Świat to wielość praw. Świat to rzeczywistość w której te prawa są bezustannie ze sobą konfrontowane. Każde prawo rości sobie pretensje do swojej słuszności, czyli wyższości nad prawami odmiennymi. Są prawa narodów i prawa internacjonalistów, prawicowców i lewaków, prawa hodowców ziemniaków i tych, którzy je potem kupują, bądź prawa tygrysów, które pożerają antylopy i prawa tychże, które starają się im uciec. W życiu nie chodzi o słuszność tych praw. Wszystkie są tak samo słuszne. Są słuszne, dlatego bo są czyjeś. Junger stwierdził kiedyś (sorry, będzie w przybliżeniu, bo nie pamiętam dokładnie), że każda żmija ma prawo pokąsać, ale wobec tego człowiek ma prawo rozgnieść jej głowę. Są to żelazne zasady, które żądzą światem przyrodniczym.
Dzisiaj próbuje się nam wmówić, że wynaleziono coś, co te prawa ma ze sobą godzić. Głosi się choćby, że powszechna tolerancja ma to zadanie zrealizować. Jest to pogląd oczywiście słuszny. Tyle, że oczywiście tylko w obrębie jego samego i dla tych którzy tak uważają. Mają prawo tak twierdzić. Ale jest to prawo tak samo apodyktyczne jak każde inne: jest wycelowane choćby w prawo tych, którzy uważają, że nie wszystko jest warte tolerowania i na pewno nie tylko przez sam fakt tego, że istnieje. Taka tolerancja jest tak nietolerancyjna jak to czemu się sprzeciwia. Nie chce już tu wchodzić w rozważania typu na ile ta tolerancja jest dzisiaj prawdziwa we własnym obrębie, ani co dla mnie to słowo mogło by znaczyć (możliwe, że kiedyś przyjdzie na to czas), bo to zupełnie inne kwestie. Są to rozważania na poziomie tej teoretyczności, która jest głoszona. Z pewnością nie jest ona jakimś „nadpoglądem”, pudełkiem na poglądy, jest tylko jednym poglądem z wielu. Jednym prawem z pośród wielości innych.

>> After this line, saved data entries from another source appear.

Issue #3650, opened 2022-06-07
Indoor Navigation


dmenneck:
I am currently facing the use case of navigating in buildings. Unfortunately I couldn’t find any examples so far and wanted to ask if some of you have already made experience with it and/or can estimate if indoor navigation with Valhalla is possible.

The underlying OSM data will be tagged with schemas like IndoorOSM or Simple Indoor Tagging.

kevinkreiser:
@dmenneck it is possible. in #3519 we added some basic support for this. i'm neither familiar with "IndoorOSM" nor "Simple Indoor Tagging" but if it uses the osm data model and the tags are ones that our processing cares about it should somewhat work. you can always give it a try and see how far it goes and what shortcomings you find. it would be great to cataloge a list of that here so we can address it as more of a larger project.

dmenneck:
Thank you @kevinkreiser !

Is there any documentation somewhere where I can find the tags that Valhalla expects for Indoor Navigation? Which OSM tags should I use for mapping a building and making Valhalla able to navigate over the graph?

nilsnolde:
You can look at the graph lua file in this PR which added the indoor stuff to the graph: https://github.com/valhalla/valhalla/pull/3509/files, which is fairly straight forward to derive from.

dmenneck:
You‘re right @nilsnolde, it’s actually straight forward, thanks!

Since Valhalla can handle stairs/elevators/escalators it’s obviously possible to navigate from one floor to another. I’m curious how a request would be structured to navigate eg from the first floor to the fourth.

Do you have an example for that?

kevinkreiser:
@dmenneck the unit tests in the pr linked above does some test requests but at the present time we dont have a way to select what floor you are on if you want to set a destination on a certain floor. we had some discussion about it before but its very similar to the "level" parameter we would use to select a road when multiple roads are on top of one another. if your question is focused on this problem the answer at the moment is we've not yet implemented the ability to select the "level" or "floor" but if the destination or origin that you pick is clearly on top of one walk way vs another it will pick that one regardless of the floor its on. for ambiguous cases where they are on top of each other it will depend on the ordering of the data unfortunately.

kevinkreiser:
both work should work already but the problem is when hallways on two different floors are on top of each other, in that ambiguous case there is no way to tell the router which floor you meant

kevinkreiser:
[...]

PR #4942, opened 2024-10-21
Generate level change info for `/route` response

chrstnbwnkl:
# Issue

As discussed in #3650, Valhalla does not return any information about traversed levels in the route response. Hence, there is no way to properly render route shapes in multi-level contexts. This PR addresses this by adding a `level_changes` key to the route JSON response, which is a sparse array of arrays containing two elements:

Tak samo rzecz się ma z prawami narodów. O ile te narody rzeczywiście istnieją, w sensie: są żywotne, świadome samych siebie, a tym samym swoich praw. Niemcy oczywiście mają pełne prawo pociągnąć sobie rurę pod Bałtykiem, my za to mamy swoje prawo do protestowania przeciw temu. Oba prawa mają tą samą słuszność. Nasze protesty są o tyle prawdziwe, że są nasze, nie są prawdziwe w sposób powszechny, choć mamy pełne prawo twierdzić, że tak jest. Po to oczywiście, żeby walczyć z ich prawem. Tych praw nie da się ze sobą pogodzić, co najwyżej któreś z państw może zrezygnować ze swojego, bądź mogą spotkać się w pół drogi, ale to i będzie rezygnacją, tyle, że częściową.

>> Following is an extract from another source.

PR #4945, opened 2024-10-22
Fix macOS CI 

chrstnbwnkl:
# Issue

CMake is picking up the wrong Python, ~~probably because the default version installed by homebrew is now 3.13, which is newer than the system one (3.12.x). See if changing the default policy to first matching instead of newest fixes this.~~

Każdy naród ma również prawo do własnej interpretacji historii. Nasze jej postrzeganie może się różnić od postrzegania Niemców czy Rosjan. W moim przekonaniu tworzenie wspólnych podręczników do historii, czy to polsko-niemieckich, czy niemiecko-francuskich, bądź jakichkolwiek innych to zupełne nieporozumienie. Powszechna historia będzie historią niczyją, a więc nieprawdziwą. Tego typu rzeczy możliwe są do przeprowadzenia tylko wtedy, gdy przynajmniej jedna ze stron rezygnuje po części z siebie samej, co niewątpliwie jest skutkiem osłabienia żywotności i tracenia poczucia szczególności. A każda szczególność to wszakże określone prawo.

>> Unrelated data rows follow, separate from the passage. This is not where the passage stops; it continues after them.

PR #4965, opened 2024-11-11
Support the HTTP Accept-Language header

### LINKED ISSUE #4948: Accept-Language header support
Getting localized directions to users is something that's interesting to me, and I'm wondering if there's a better way than the current approach of specifying a single 2 letter language code. Setting a language code in the query string or POST body is fine if you know, for example, that you need directions in Korean AND you also know that Valhalla supports Korean (it doesn't :P). But maybe the user also understands some other supported language which they'd prefer over English directions?

There's a web standard for this already; both web browsers and (good) mobile HTTP clients send a useful hierarchy of wants in the Accept-Language header, and some APIs (like Pelias) take this into account to automatically localize content. Valhalla could improve the UX by supporting this header too, parsing the priority list, and identifying a language for the response based on what's supported.

Is there interest in supporting this directly in Valhalla? If so, I'd be happy to take a swing at implementation.

ianthetechie:
# Issue

Fixes #4948.

## Tasklist

 - [X] Add tests

## Requirements / Relations

N/A

### DIFF
--- a/src/worker.cc
+++ b/src/worker.cc
@@ -1,3 +1,4 @@
+#include <regex>
 #include <sstream>
 #include <typeinfo>
 #include <unordered_map>
@@ -1339,6 +1340,61 @@ std::string serialize_error(const valhalla_exception_t& exception, Api& request)
   return body.str();
 }
 
+// Regex for matching components of an Accept-Language header.
+const std::regex language_re(R"(([a-zA-Z0-9\-]{2,}|\*)(?:;q=(\d(?:\.\d+)?))?)");
+
+std::string ParseAcceptLanguage(headers_t headers) {
+  auto accept_language_header = headers.find("Accept-Language");
+  if (accept_language_header != headers.end()) {
+    // Parse the list of languages.
+    // The final argument says we want to get groups 1 and 2 from each match.
+    std::sregex_token_iterator it(accept_language_header->second.begin(), accept_language_header->second.end(), language_re, {1, 2});
+    std::sregex_token_iterator end;
+
+    // Iterate through weighted matches
+    bool found_usable_language = false;
+    // Pre-allocate; ternary necessary because with no matches, length will segfault
+    std::vector<std::pair<float, std::string>> languages(it != end ? it->length() : 0);
+    while (it != end) {
+      std::string language = *it++;
+      float q_value = 1.0;
+
+      if (it != end && it->length() > 0) {
+          q_value = std::stof(*it);
+      }
+
+      // Check if it's a usable language first.
+      // In the case of headers, it's often implicit without the developer having to act,
+      // so we gracefully ignore any unsupported options and pick the best one.
+      // We do not currently consider things like falling back to a different variant
+      // of a supported language, but this could be considered in the future.
+      if (odin::get_locales().find(language) != odin::get_locales().end()) {
+        // If the quality is 1 (max) and we don't have any usable matches yet,
+        // we can skip further checks
+        if (q_value == 1.0 && !found_usable_language) {
+          return language;
+        }
+        found_usable_language = true;
+
+        languages.push_back(std::make_pair(q_value, language));
+      }
+
+      ++it;
+    }
+
+    auto max_it = std::max_element(languages.begin(), languages.end(),
+                                   [](const std::pair<float, std::string>& a, const std::pair<float, std::string>& b) {
+                                     return a.first < b.first;
+                                   });
+
+    if (max_it != languages.end()) {
+      return max_it->second;
+    }
+  }
+
+  return "";
+}
+
 void ParseApi(const std::string& request, Options::Action action, valhalla::Api& api) {
   // maybe parse some json
   auto document = from_string(request, valhalla_exception_t{100});
@@ -1412,6 +1468,13 @@ void ParseApi(const http_request_t& request, valhalla::Api& api) {
       array.PushBack({value, allocator}, allocator);
     }
     document.AddMember({kv.first, allocator}, array, allocator);
+  }
+
+  if (!document.HasMember("language")) {
+    // Fall back to the Accept-Language header
+    auto language = ParseAcceptLanguage(request.headers);
+
+    document.AddMember({"language", allocator}, {language, allocator}, allocator);
   }
 
   // parse out the options
--- a/test/parse_request.cc
+++ b/test/parse_request.cc
@@ -373,6 +373,14 @@ Api get_request(const std::string& request_str, const Options::Action action) {
   return request;
 }
 
+Api get_http_request(const std::string& body, const prime_server::headers_t headers = prime_server::headers_t{}) {
+  Api api;
+  prime_server::http_request_t request(prime_server::method_t::POST, "/route", body, prime_server::query_t{}, headers);
+  ParseApi(request, api);
+  return api;
+}
+
+
 ///////////////////////////////////////////////////////////////////////////////
 // test parsing methods
 std::string get_costing_str(Costing::Type costing) {
@@ -1641,6 +1649,21 @@ void test_closure_factor_parsing(const Costing::Type costing_type,
   validate(key, expected_value, options.closure_factor());
 }
 
+void test_language_parsing(const std::string expected_value,
+                           const std::string language_arg,
+                           const std::string language_header) {
+  const std::string key = "language";
+  auto req_body = language_arg.empty() ? "{}" : get_request_str(key, language_arg);
+
+  prime_server::headers_t headers{};
+  if (!language_header.empty()) {
+    headers.insert({"Accept-Language", language_header});
+  }
+
+  Api request = get_http_request(req_body, headers);
+  validate(key, expected_value, request.options().language());
+}
+
 // utility functions for testing disable_hierarchy_pruning
 // Create costing options (reference: /test/astar.cc)
 void create_costing_options(Options& options, Costing::Type type) {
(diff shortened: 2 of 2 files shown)


ianthetechie:
There's a pretty high probability the formatting checks fail (I'm developing on macOS). I've enabled maintainer edits, so hopefully someone else can just push a fix :)

docs/docs/api/turn-by-turn/api-reference.md
```diff
@@ -303,7 +303,7 @@ Directions options should be specified at the top level of the JSON object.
 | Options | Description |
 | :------------------ | :----------- |
 | `units` | Distance units for output. Allowable unit types are miles (or mi) and kilometers (or km). If no unit type is specified, the units default to kilometers. |
-| `language` | The language of the narration instructions based on the [IETF BCP 47](https://tools.ietf.org/html/bcp47) language tag string. If no language is specified or the specified language is unsupported, United States-based English (en-US) is used. [Currently supported language list](#supported-language-tags) |
+| `language` | The language of the narration instructions based on the [IETF BCP 47](https://tools.ietf.org/html/bcp47) language tag string. See the [8urrently supported language list](#supported-language-tags). If no language is specified, the HTTP API will look at the [`Accept-Language`](https://developer.mozilla.org/en-US/docs/Web/HTTP/Headers/Accept-Language) header and attempt to select a supported language using the q-factor weighting in the header. If no header is present, or the specified language(s) are unsupported or invalid, `en-US` is used as the fallback. |
```
CommanderStorm, line 306:
```suggestion
| `language` | The language of the narration instructions based on the [IETF BCP 47](https://tools.ietf.org/html/bcp47) language tag string. See the [currently supported language list](#supported-language-tags). If no language is specified, the HTTP API will look at the [`Accept-Language`](https://developer.mozilla.org/en-US/docs/Web/HTTP/Headers/Accept-Language) header and attempt to select a supported language using the q-factor weighting in the header. If no header is present, or the specified language(s) are unsupported or invalid, `en-US` is used as the fallback. |
```

src/worker.cc
```diff
@@ -1414,6 +1470,13 @@ void ParseApi(const http_request_t& request, valhalla::Api& api) {
     document.AddMember({kv.first, allocator}, array, allocator);
   }
 
+  if (!document.HasMember("language")) {
```
kevinkreiser, line 1473: this only checks the json, you need to also check if `options.language` is unset from pbf input

kevinkreiser: actually looks like it short circuits up above so you'll need to maybe regoranize this a bit more to support pbf properly

ianthetechie: d'oh.... I forgot about the PBF logic short circuiting; it looks like JSON and query string are together though so I *think* it handles those two.

ianthetechie: I think the latest commits should handle this. Though I'm not quite sure the best way to write a unit test for it. Can't say I've ever sent an HTTP API request as PBF, though I probably should try that out at some point.

src/worker.cc
```diff
@@ -1341,6 +1342,62 @@ std::string serialize_error(const valhalla_exception_t& exception, Api& request)
   return body.str();
 }
 
+// Regex for matching components of an Accept-Language header.
+const std::regex language_re(R"(([a-zA-Z0-9\-]{2,}|\*)(?:;q=(\d(?:\.\d+)?))?)");
+
+std::string ParseAcceptLanguage(headers_t headers) {
```
kevinkreiser, line 1348:
```suggestion
std::string ParseAcceptLanguage(const headers_t& headers) {
```

test/parse_request.cc
```diff
@@ -1641,6 +1650,21 @@ void test_closure_factor_parsing(const Costing::Type costing_type,
   validate(key, expected_value, options.closure_factor());
 }
 
+void test_language_parsing(const std::string expected_value,
+                           const std::string language_arg,
+                           const std::string language_header) {
```
kevinkreiser, line 1655:
```suggestion
void test_language_parsing(const std::string& expected_value,
                           const std::string& language_arg,
                           const std::string& language_header) {
```

src/worker.cc
kevinkreiser: the approach you are taking is just fine imho. a couple things to try:

1. the service expects the top level object, so you'll want instead of `options` an `api` object with an `options` object nested inside of it. its probably erroring because its using an empty `api` object
2. im not sure if only `costing_type` is needed. i think you might need to fill out the costings map where the one you care about needs to be at the mapped to the enum int that corresponds with bus costing. but lets hope you only need step one

ianthetechie: That's just a quirk of the text format. The message type is specified on the command line for `protoc` already (`valhalla.Api`).

If I try adding a wrapper, `protoc` throws an error: `input:1:5: Message type "valhalla.Api" has no field named "api".` So it sure thinks it's constructing an API message.

But.... crap :P I think I found the bug (the request format was fine). `from_json` is nuking the `Api` fields any time the document parameter is non-empty 😅 So my method of option merging with shared logic is sorta to blame, but...

1. I'm pretty sure that's unnecessary. We already call `api.Clear()`just a few lines before trying to parse the protobuf body.
2. The only other usage of this method is the regular JSON options parsing path.
3. I think it's cleaner to only have this logic once (the `with_accept_language` closure). I can rewrite this if you'd prefer another approach though.

I'll do some more testing now and report the results.

ianthetechie: Base message (just a handy request):

```
options {
  action: trace_route
  costing_type: bus
  shape: [
    { ll: { lat: 42.335447, lng: -71.086526 }},
    { ll: { lat: 42.335694, lng: -71.087059 }},
    { ll: { lat: 42.336708, lng: -71.088014 }},
    { ll: { lat: 42.336968, lng: -71.088246 }},
    { ll: { lat: 42.336737, lng: -71.088636 }},
    { ll: { lat: 42.336389, lng: -71.089048 }}
  ]
  format: pbf
}
```

How to test with `curl`:

```shell
curl -XPOST --location 'http://127.0.0.1:8002/trace_route' --header 'Content-Type: application/x-protobuf' --data-binary "@$HOME/v.bin" | protoc --decode valhalla.Api api.proto
```

Test 1: Response comes back in English as expected.

Test 2: Add a language string within the `options` protobuf object like `language: "et"` and `language: "de"`. The responses come back in the expected language.

Test 3: Set the `Accept-Language` header. As expected, this has no effect if a language is explicitly set in the options body.

Test 4: Set the `Accept-Language` header a few different ways (single value, multiple values, unsupported languages, etc.). Seems to be working as expected!

ianthetechie:
Just merged in master; quick bump on this as it's a pretty small PR and I think it'd make the default experience better for a lot of people :)

src/worker.cc
```diff
@@ -1358,6 +1356,62 @@ std::string serialize_error(const valhalla_exception_t& exception, Api& request)
   return body.str();
 }
 
+// Regex for matching components of an Accept-Language header.
+const std::regex language_re(R"(([a-zA-Z0-9\-]{2,}|\*)(?:;q=(\d(?:\.\d+)?))?)");
+
+std::string ParseAcceptLanguage(const headers_t& headers) {
+  auto accept_language_header = headers.find("Accept-Language");
+  if (accept_language_header != headers.end()) {
```
nilsnolde, line 1364: very nitty: 
```suggestion
  if (accept_language_header == headers.end()) {
    return "";
  }
  // rest of the code
```

just for readability

src/worker.cc
```diff
@@ -1358,6 +1356,62 @@ std::string serialize_error(const valhalla_exception_t& exception, Api& request)
...
+    std::sregex_token_iterator it(accept_language_header->second.begin(),
+                                  accept_language_header->second.end(), language_re, {1, 2});
+    std::sregex_token_iterator end;
+
+    // Iterate through weighted matches
+    bool found_usable_language = false;
+    // Pre-allocate; ternary necessary because with no matches, length will segfault
+    std::vector<std::pair<float, std::string>> languages(it != end ? it->length() : 0);
+    while (it != end) {
+      std::string language = *it++;
```
nilsnolde, line 1376: another very nit: it might actually be worth it to pre-increment on the previous line (to avoid the string copying of post-increment), and add a small comment that we (might) increment this iterator twice per loop for lang & q

src/worker.cc
```diff
@@ -1358,6 +1356,62 @@ std::string serialize_error(const valhalla_exception_t& exception, Api& request)
...
+      // of a supported language, but this could be considered in the future.
+      if (odin::get_locales().find(language) != odin::get_locales().end()) {
+        // If the quality is 1 (max) and we don't have any usable matches yet,
+        // we can skip further checks
+        if (q_value == 1.0 && !found_usable_language) {
+          return language;
+        }
+        found_usable_language = true;
+
+        languages.push_back(std::make_pair(q_value, language));
```
nilsnolde, line 1396: another possible optimization: can't we just do smth like
```suggestion
    // outside the loop
    auto lang = std::make_pair(0.0f, "");
        // in the loop
        if (q_value > lang.first) {
          lang = std::make_pair(q_value, language);
        }
    // after the loop
    if (found_usable_language)
      return lang.second;
```

src/worker.cc
```diff
@@ -1497,6 +1551,14 @@ void ParseApi(const http_request_t& request, valhalla::Api& api) {
     throw valhalla_exception_t{101};
   };
 
+  // Sets the request document language parameter from the Accept-Language header
+  auto with_accept_language = [request](rapidjson::Document& document) {
+    auto language = ParseAcceptLanguage(request.headers);
+    auto& allocator = document.GetAllocator();
+
+    document.AddMember({"language", allocator}, {language, allocator}, allocator);
```
nilsnolde, line 1559: rapidjson has an awful api.. `rapidjson::SetValueByPointer(doc, "/language", language)` is a little nicer to read IMO

CHANGELOG.md
```diff
@@ -61,6 +61,7 @@
    * ADDED: include level change info in `/route` response [#4942](https://github.com/valhalla/valhalla/pull/4942)
    * ADDED: steps maneuver improvements [#4960](https://github.com/valhalla/valhalla/pull/4960)
    * ADDED: instruction improvements for node-based elevators [#4988](https://github.com/valhalla/valhalla/pull/4988)
+   * ADDED: Support the HTTP Accept-Language header as a fallback for instruction generation [#4965](https://github.com/valhalla/valhalla/pull/4965)
```
nilsnolde, line 64: could you move this to the end of the list again?

nilsnolde (approved):
very nice PR, sorry for the long wait on it! feel free to skip my nits:)

nilsnolde:
@ianthetechie should we also set the [`Content-Language`](https://developer.mozilla.org/en-US/docs/Web/HTTP/Reference/Headers/Content-Language) response header appropriately? I'm not sure if that's easy enough at this point, might be that response headers are set somewhere totally different..

nilsnolde:
with https://github.com/valhalla/web-app/pull/286 just merged, I got reminded of this one. are you still interested here @ianthetechie?

ianthetechie:
Yeah lemme see if I can clean this up in a week or two (Jan is kinda crazy with family schedule). Feel free to just push any commits yourself if it's just minor stuff to get this over the line; you're probably faster at C++ than me :)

Tak samo myślał Spengler, kiedy pisał, że marksizm to po prostu kapitalizm robotników. Tym w rzeczywistości był – roszczeniem jednego partykularyzmu wobec innych. Wszelka powszechność jest możliwa tylko wtedy gdy partykularyzmu, które ma spajać gwałtownie słabną. Te powszechności, które dzisiaj się nam proponuje mogą odbyć się tylko kosztem tego co szczególne. Negowanie tego to mydlenie oczu frazesami. Warto o tym pamiętać kiedy na wolnym rynku praw stawia się na to jedno.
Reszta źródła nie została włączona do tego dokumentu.